The giant, mainly peaceful protest marches in London and elsewhere in the democratic world reflect that. Yes, they are organised by militant pro-Palestinian groups. Palestine has become the number 1 cause of the global liberal left, with a fair degree of support amongst “Camel Corps” Tory MPs.
Labour MPs have come under pressure from the four million-plus Muslim British citizens. They may be horrified at the brutality of the Hamas massacre of Israelis and other Jews on 7 October, but they are equally horrified at the relentless killing of children and women — as well as Hamas militants — in Netanyahu’s onslaught on Gaza.
During the Iraq war, up to 25,000 emails a day generated by Islamist political groups could land in an MP’s in-box. Veteran MPs know to ignore this mobbing by email. But for recently elected ones – and the Labour front bench is full of relatively new arrivals in the Commons – it is uncomfortable.
A tactic Islamist activists use is to threaten to put up a Muslim candidate against a sitting MP. He or she won’t win but can siphon off Labour votes to hand over the seat to a different party. With luck the present Gaza crisis will have died down by the time of the next election, but this tactic adds to pressure on sitting Labour MPs.
Starmer is right to stick with the leaders of the democratic world in avoiding support for Hamas. This includes Vladimir Putin’s campaign for a ceasefire that would allow Hamas to rearm, regroup and prepare its next Jew-killing onslaught. But the semantic difference between “humanitarian pauses” and “ceasefires” to evacuate women and children — as President Macron called for on the BBC last week — is symbolic, not real.
There is also low rent politics at play here. Following the King’s Speech, there is a week of debates in which MPs can raise anything the Government is doing. It is possible to put down an amendment, either as an individual MPs or a party – though whether they are called to be debated and voted is a matter for the Speaker.
The SNP, whose beleaguered Muslim leader, Humza Yousaf, has been making much of his family members in Gaza, tabled a motion calling for a ceasefire.

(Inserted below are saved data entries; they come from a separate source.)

PR #305, opened 2019-01-08
Fixed WantToStartTaskSession serialization

zakaprov:
Updated order of inheritance to trigger node-specific serialization
before base one.

### DIFF
--- a/tests/message/test_p2p.py
+++ b/tests/message/test_p2p.py
@@ -1,6 +1,8 @@
 import unittest
+
 from golem_messages.factories import p2p as p2p_factories
 from golem_messages.message import p2p
+
 from tests.message import mixins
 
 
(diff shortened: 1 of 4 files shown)


tests/message/test_p2p.py
```diff
@@ -0,0 +1,11 @@
+import unittest
+from golem_messages.factories import p2p
+from tests.message import mixins
+
+
+class WantToStartSessionTest(mixins.SerializationMixin, unittest.TestCase):
```
jiivan: As you're on it maybe use also RegisteredMessageTestMixin

tests/message/test_p2p.py
```diff
@@ -0,0 +1,11 @@
...
+    FACTORY = p2p.WantToStartTaskSessionFactory
+
+
+class SetTaskSessionTest(mixins.SerializationMixin, unittest.TestCase):
```
jiivan: the same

The SNP and other small parties tabled similar motion during the Iraq conflict. Labour whips just ignored them.
Other than Pat McFadden, hardly any leading Labour politicians have served in government before. And so Sir Keir rose to the SNP bait. He could have told MPs to abstain and ignore those who wanted to satisfy local groups with a vote for the meaningless word “cease-fire.”
Instead Labour tabled its own motion which endorsed the new stronger language of Andrew Mitchell, the real Foreign Secretary, while Lord Cameron jets off to do Boris Johnson- or Liz Truss-style photo calls with the Ukrainian leader Volodymyr Zelensky in Kyiv.
Starmer is in line with the US, Europe and most world democracies. But Tory whips decided to embarrass him by voting down the Labour motion, even though it was in line with Sunak’s policy. This meant the SNP “ceasefire” motion had to be voted on. Labour MPs who had promised constituents a strong line on Gaza had little choice but to join the SNP in the lobby.
Labour might have spotted the trap, but Tony Blair faced a major rebellion in the first months of his 1997 government and more Labour MPs voter against him over Iraq than Starmer faced on Gaza.
No member of the shadow cabinet rebelled. Labour MPs loyal to Starmer will feel let down by the rebels, but this passes quickly. Some who are now on the back benches are of high talent, but not all. The good ones will be back.
Luckily for Sir Keir, at the same time as the Labour rebellion Rishi Sunak launched his attack on the Supreme Court, claiming the autocratic kleptocracy of Rwanda was a model human rights democracy. Harry Cole demolished this idiocy in the Sun, the champion media platform for anti-immigration politics.
Sir Keir has a shot across his bows and maybe needs better advice on Parliamentary management— a dark but essential art in democratic politics.
Meanwhile the idea anyone in Israel or the Muslim Brotherhood or its Jew killing Hamas affiliate cares about Westminster politics is laughable. Britain is only a player in the Middle East as part of a bigger team. The SNP’s gesture politics is part of the problem, as are the tactical games played by Tory whips.